Camber is the angle of the wheels when you are looking at it from the front or the back. To
solve this, we put the wheel axles through a double-lego brick. This still did not accomplish
what we wanted, so we added another lego piece on the outside of the wheels gear for more
stability. This worked extremely well. The axle had plenty of support and would not bend. This
allowed us to have a consistent driving pattern from the wheels. We also chose to use two of the
large wheels on each side. This gave more traction with the playing field. The advantages of
this were two-fold. First, we could rely on the robot acting similarly every time we ran it.

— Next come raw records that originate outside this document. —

PR #474, opened 2016-08-18
(PCP-549) Wait for other Puppet runs to finish

MikaelSmith:
When `pxp-module-puppet run` is triggered and Puppet was already
running, the module would previously identify the failure and return an
error message saying Puppet could not be run because another run was in
progress. This leads to a potentially slow feedback cycle of retrying
Puppet until it can run, when all the module user wants is to ensure a
Puppet run happens with the arguments they specified.

Change pxp-module-puppet to wait until the prior Puppet run completes
and attempt to run again until it succeeds or encounters a different
error.

### DIFF
--- a/acceptance/lib/pxp-agent/test_helper.rb
+++ b/acceptance/lib/pxp-agent/test_helper.rb
@@ -394,3 +394,112 @@ def have_all_rpc_responses?(targets, responses)
   end
   return true
 end
+
+# A suite of functions for creating a manifest that sleeps for a long period
+# and interacting with Puppet runs of that manifest.
+def create_sleep_manifest(master, manifest, seconds_to_sleep)
+    create_remote_file(master, manifest, <<-MODULEPP)
+node default {
+  case $::osfamily {
+    'windows': { exec { 'sleep': command => 'C:/Windows/system32/ping.exe 127.0.0.1 -n #{seconds_to_sleep}', returns => 1 } }
+    'Darwin':  { exec { 'sleep': command => '/bin/sleep #{seconds_to_sleep} || /usr/bin/true', } }
+    default:   { exec { 'sleep': command => '/bin/sleep #{seconds_to_sleep} || /bin/true', } }
+  }
+}
+MODULEPP
+    on(master, "chmod 644 #{manifest}")
+end
+
+def wait_for_sleep_process(target)
+  begin
+    ps_cmd = target['platform'] =~ /win/ ? 'ps -efW' : 'ps -ef'
+    sleep_process = target['platform'] =~ /win/ ? 'PING' : '/bin/sleep'
+    retry_on(target, "#{ps_cmd} | grep '#{sleep_process}' | grep -v 'grep'", {:max_retries => 15, :retry_interval => 2})
+  rescue
+    fail("After triggering a puppet run on #{target} the expected sleep process did not appear in process list")
+  end
+end
+
+def stop_sleep_process(targets)
+  targets = [targets].flatten
+
+  targets.each do |target|
+    case target['platform']
+    when /osx/
+      command = "ps -e -o pid,comm | grep sleep | sed 's/^[^0-9]*//g' | cut -d\\  -f1"
+    when /win/
+      command = "ps -efW | grep PING | sed 's/^[^0-9]*[0-9]*[^0-9]*//g' | cut -d ' ' -f1"
+    else
+      command = "ps -ef | grep 'bin/sleep ' | grep -v 'grep' | grep -v 'true' | sed 's/^[^0-9]*//g' | cut -d\\  -f1"
+    end
+
+    # A failed test may leave an orphaned sleep process, handle multiple matches.
+    pids = nil
+    on(target, command) do |output|
+      pids = output.stdout.chomp.split
+      if pids.empty?
+        fail('Did not find a pid for the sleep process holding up Puppet - cannot test PXP response if Puppet isn\'t sleeping')
+      end
+    end
+
+    pids.each do |pid|
+      target['platform'] =~ /win/ ?
+        on(target, "taskkill /F /pid #{pid}") :
+        on(target, "kill -s ALRM #{pid}")
+    end
+  end
+end
+
+# Initiates an rpc_non_blocking_request, verifies that it receives a provisional response for each target,
+# and returns the transaction ids.
+def start_puppet_non_blocking_request(broker, targets, environment = 'production')
+  transaction_ids = []
+
+  provisional_responses = nil
+  begin
+    provisional_responses = rpc_non_blocking_request(broker, targets,
+                                                     'pxp-module-puppet', 'run',
+                                                     {:flags => ['--onetime',
+                                                                 '--no-daemonize',
+                                                                 '--environment', environment]})
+  rescue => exception
+    fail("Exception occured when trying to send rpc_non_blocking_request to all agents: #{exception}")
+  end
+
+  targets.each do |identity|
+    assert_equal("http://puppetlabs.com/rpc_provisional_response",
+                 provisional_responses[identity][:envelope][:message_type],
+                 "Did not receive expected rpc_provisional_response in reply to non-blocking request")
+    transaction_ids << provisional_responses[identity][:data]["transaction_id"]
+  end
+  transaction_ids
+end
+
+def check_puppet_non_blocking_response(identity, transaction_id, max_retries, query_interval,
+                                       expected_result, expected_environment = 'production')
+  puppet_run_result = nil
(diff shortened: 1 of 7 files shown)


MikaelSmith:
This should have an acceptance test.

This could get stuck in a couple ways:
- a Puppet run could crash or be killed and leave the lockfile behind. This suggests we should possibly have a longer retry period where it tries a Puppet run anyway (which has logic for cleaning up orphaned lockfiles).
- Puppet hangs, in which case this request would also hang. Should it ever stop? The initial response was no; if it's hanging manual intervention is required anyway.

MikaelSmith:
Updated to handle orphaned lockfiles by retrying Puppet every 30 seconds.

MikaelSmith:
@nicklewis @adreyer any more thoughts on this behavior?

nicklewis:
Is there an advantage to checking the lock file before trying to run for the first time? My thinking is that if the lock file is orphaned, we'll wait 30 seconds unnecessarily before even attempting to run (which would succeed).

MikaelSmith:
The first check for the lockfile is a no-op, because it checks for an empty string (always returns false). So it'll check `File.exist?('')` (which returns false), run Puppet, detect that Puppet is already running, then look for the lockfile and wait for it to go away (or 30 seconds to pass, and retry Puppet).

MikaelSmith:
The acceptance tests still need work on Windows, pulling them out for now.

MikaelSmith:
Ok, they work now. Acceptance tests probably need more work to make them reliable.

acceptance/tests/pxp-module-puppet/run_puppet_twice.rb
```diff
@@ -0,0 +1,95 @@
...
+  environment_name = mk_tmp_environment(env_name)
+
+  step 'On master, create a new environment that will result in a slow run' do
+    site_manifest = "#{environmentpath}/#{environment_name}/manifests/site.pp"
+    create_remote_file(master, site_manifest, <<-SITEPP)
+node default {
+  case $::osfamily {
+    'windows': { exec { 'sleep':
+                        command => 'true',
+                        unless  => 'sleep 10', #PUP-5806
```
james-stocks: PUP-5806 is now closed, it advises that the Windows command should be:
    command => 'cmd.exe /c sleep 5 || true'
(That might have the undesirable behaviour of not having the sleep process appear in cygwin's ps though)

acceptance/tests/pxp-module-puppet/run_puppet_twice.rb
```diff
@@ -0,0 +1,95 @@
...
+                        path    => 'C:\\cygwin64\\bin',} }
```
james-stocks: This looks like it will fail on 32bit Windows (and so will fail in the puppet-agent pipelines).
Note that the existing acceptance test that has this exec resource does also have this problem already, but that test is currently skipped on all Windows variants.

acceptance/tests/pxp-module-puppet/run_puppet_twice.rb
```diff
@@ -0,0 +1,95 @@
...
+    end
+  end
+
+  step 'Send two requests to all agents, the first with a long-running task' do
+    target_identities = []
+    agents.each do |agent|
+      target_identities << "pcp://#{agent}/agent"
+    end
+
+    provisional_responses = rpc_non_blocking_request(master, target_identities,
```
james-stocks: This should maybe have a begin/rescue block so that any error here results in a clean beaker failure instead of an unhandled error.
Or, if a begin/rescue for every rpc call in every acceptance test seems excessive, consider removing the one at lines 51-58 - someone reading this code might wonder why the blocking request gets a rescue but the non-blocking doesn't

acceptance/tests/pxp-module-puppet/run_puppet_twice.rb
```diff
@@ -0,0 +1,95 @@
...
+        # The first runs should be done, because the 2nd run shouldn't have even started until
+        # the first finished.
+        assert_equal("http://puppetlabs.com/rpc_provisional_response",
+                     provisional_responses[identity][:envelope][:message_type],
+                     "Did not receive expected rpc_provisional_response in reply to non-blocking request")
+        transaction_id = provisional_responses[identity][:data]["transaction_id"]
+
+        query_responses = rpc_blocking_request(master, [identity],
+                                               'status', 'query', {:transaction_id => transaction_id})
+        action_result = query_responses[identity][:data]["results"]
```
james-stocks: PCP-494 showed that in the event of a problem with the PXP run, there may be no "results" and it may therefore be valuable to have one more assertion on .has_key('results') that includes the contents of [identity][:data] in the assertion message - that gives visibility of what the response  contents actually was instead of just erroring out on a cryptic NilClass exception

acceptance/tests/pxp-module-puppet/run_puppet_killed_puppet.rb
```diff
@@ -0,0 +1,132 @@
...
+      on agent, puppet('agent', '--test', '--environment', environment_name, '--server', "#{master}",
+                       '>/dev/null & echo $!')
+    end
+  end
+
+  # TODO: switch to checking all agents after each sleep
+  agents.zip(lockfiles).each do |agent, lockfile|
+    step "Check for lockfile on #{agent}" do
+      lockfile_exists = false
+      for i in 1..50
```
james-stocks: You could maybe use [retry_on](http://www.rubydoc.info/github/puppetlabs/beaker/Beaker%2FDSL%2FHelpers%2FHostHelpers%3Aretry_on) here to save writing a loop.
If using retry_on , it needs to a begin/rescue to translate anything it throws into a meaningful assertion failure.

MikaelSmith: I'm not sure how to do that with the action: `agent.file_exist?`.

MikaelSmith:
I've pulled out acceptance tests to simplify this review. I can add them back if it hasn't been merged before I finish cleaning them up, but this can be merged as-is.

acceptance/lib/pxp-agent/test_helper.rb
```diff
@@ -394,3 +394,112 @@ def have_all_rpc_responses?(targets, responses)
...
+node default {
+  case $::osfamily {
+    'windows': { exec { 'sleep': command => 'C:/Windows/system32/ping.exe 127.0.0.1 -n #{seconds_to_sleep}', returns => 1 } }
+    'Darwin':  { exec { 'sleep': command => '/bin/sleep #{seconds_to_sleep} || /usr/bin/true', } }
+    default:   { exec { 'sleep': command => '/bin/sleep #{seconds_to_sleep} || /bin/true', } }
+  }
+}
+MODULEPP
+    on(master, "chmod 644 #{manifest}")
+end
```
er0ck: in the puppet repo we have a `#create_sitepp`  we might want to use that here later, but it shouldn't hold up the merge.

acceptance/tests/pxp-module-puppet/run_puppet_during_puppet.rb
```diff
@@ -0,0 +1,65 @@
...
+    end
+  end
+
+  target_identities = []
+  agents.each do |agent|
+    target_identities << "pcp://#{agent}/agent"
+  end
+
+  transaction_ids = []
+  step 'Run Puppet on agents' do
```
er0ck: might want to document this is running puppet via PCP, but i'm okay as is.

er0ck:
acceptance tests look good to me. nice work!
👍

acceptance/lib/pxp-agent/test_helper.rb
```diff
@@ -394,3 +394,112 @@ def have_all_rpc_responses?(targets, responses)
...
+  targets = [targets].flatten
+
+  targets.each do |target|
+    case target['platform']
+    when /osx/
+      command = "ps -e -o pid,comm | grep sleep | sed 's/^[^0-9]*//g' | cut -d\\  -f1"
+    when /win/
+      command = "ps -efW | grep PING | sed 's/^[^0-9]*[0-9]*[^0-9]*//g' | cut -d ' ' -f1"
+    else
+      command = "ps -ef | grep 'bin/sleep ' | grep -v 'grep' | grep -v 'true' | sed 's/^[^0-9]*//g' | cut -d\\  -f1"
```
mruzicka: What is the ```grep -v 'true'``` excluding?

MikaelSmith: I'm not really sure, I carried this over from what `restart_pxp_agent_during_non_blocking_run` was doing before.

mruzicka:
LGTM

Second, if another robot were to collide with us, we will have a better chance of not being moved
by them.
Ball Mechanism:
We wanted to be able to carry 6 balls reliably. Turns would be a problem: the balls were
sliding out of the robot whenever it executed a turn or backed up. We decided to put some
mechanism in the front to solve this problem. It ended up being a long axle with wheels on it
that was driven by the same motors as the wheels. We had a gear system, with a pulley finally
driving the front axle. Whenever the robot was going forward, it would spin the front wheels to
“suck” balls into the interior. Whenever the robot turned, the pulleys would slip resulting in no
movement of the front tires and no balls escaping. To eject the balls, the robot had to go in full
reverse. We actually made the robot rock back and forth 5 times to eject all of the balls
contained within.
Bump Sensors:
The bump sensors were mounted on either side of the robot’s ball trap. We put a bumper
with a lego piece wrapped in front of it. This was put there to enable the robot to follow walls
very easily and to scoop balls into the middle of the robot to be sucked in easier. We had to try a
few different designs on the bump sensors to find a reliable one. Ours is extremely simple and
braced with a rubber band. The rubber band also serves as the device that pushes the bumper
from setting the bump sensor off the entire time.
Light Sensors:
We ended up positioning the light sensors right behind the bumpers on the front of the
robot. We wanted the front sensors to be the reliable sensors to detect the well easily. We
initially put the cheap LEGO sensors on the back of the robot to conduct the line following, but
we discovered that those pieces were truly cheap. They could not even detect the black line on
the white playing field. So we removed those and had to rely solely on the front sensors.
Advantages:
The ball trapping mechanism worked extremely well. We kept the balls inside the body
very well. The wheel setup also was a good design feature.
Disadvantages:
The rubber bands that the front tire pulleys were on started to stretch by the end of the
competition. This was probably from the forcing the pulleys to slip when the tires turned
opposite directions. This cause our robot to not collect the balls as well during the later matches.
Conclusion:
We were very satisfied with our robot’s performance. It finished third overall, but
collected the most balls and had the most wins during the competition. We learned a great deal
from this competition including: robot mechanical design, parallel execution of robot commands,
and solving a problem presented to us in the best manner.